Ginger is a popular ancient spice with amazing health benefits. It is versatile and can be used in many foods and drinks. But is ginger good for keto, or could this spice kick you out of ketosis?
- 100 grams of fresh ginger root contains around 18 grams of carbohydrates.
- 1 teaspoon of ginger contains 0.4 grams of carbohydrates.
- Five slices of ginger (11 grams) contain 2 grams of carbohydrates.
Ginger on a keto diet
Despite 18 grams of carbs per 100 grams, ginger is keto-friendly. Many people assume this is not the case because they are looking at the carbohydrate content per 100 grams. However, ginger is a powerful spice and you never need to add more than 2-4cm of root to enjoy its authentic flavor. Adding a small amount of ginger to your daily diet won’t get you out of ketosis.
The benefits of ginger
Ginger contains many undeniable health benefits, but here’s how it can improve the effectiveness of your keto diet.

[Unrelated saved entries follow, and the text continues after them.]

PR #493, opened 2024-06-05
refactor: add generic trait bound to ExecutableTransaction

Wodann:
This PR is intended as an incremental change towards chain-specific blockchains. In particular, it adds a generic trait bound to `ExecutableTransaction`. For now, we always use the `L1ChainSpec` at compile-time.

### DIFF
--- a/crates/edr_evm/src/chain_spec.rs
+++ b/crates/edr_evm/src/chain_spec.rs
@@ -23,7 +23,8 @@ impl ChainSpec for L1ChainSpec {
     type SignedTransaction = edr_eth::transaction::Signed;
 }
 
-// TODO: This is a temporary solution until the revm fork has been merged. In
+// TODO: https://github.com/NomicFoundation/edr/issues/495
+// This is a temporary solution until the revm fork has been merged. In
 // the fork each chain type has its own transaction type with an accompanying
 // trait.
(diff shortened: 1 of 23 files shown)


crates/edr_evm/src/chain_spec.rs
```diff
@@ -0,0 +1,46 @@
...
+#[derive(Clone, Copy, Debug, PartialEq, Eq)]
+pub struct L1ChainSpec;
+
+impl ChainSpec for L1ChainSpec {
+    type SignedTransaction = edr_eth::transaction::Signed;
+}
+
+// TODO: This is a temporary solution until the revm fork has been merged. In
+// the fork each chain type has its own transaction type with an accompanying
+// trait.
```
agostbiro, line 28: Nice to have: if there is an issue/PR for this it'd be good to link here.

agostbiro (approved):
Thanks LGTM, with one nice to have.

crates/edr_evm/src/chain_spec.rs
Wodann: Addressed in https://github.com/NomicFoundation/edr/pull/493/commits/ca51139abae53f862413947ab1b789b95550b2b5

It can help with keto flu symptoms
Ginger is one of the best remedies for nausea, vomiting and dizziness. For example, one study looked at the effectiveness of ginger in treating nausea and vomiting in 120 pregnant women. The results showed that ginger relieved mild to moderate nausea and vomiting in pregnant women.
- Dosage used: 1 g (1000 mg) per day.
It can reduce hunger and promote satiety
Several studies have shown that ginger can increase the thermal effects of food. Thermogenesis can increase the amount of calories burned. One study looked at the effects of ginger on calorie expenditure, appetite, and satiety in 10 overweight men. The results showed that ginger improves thermogenesis and reduces hunger.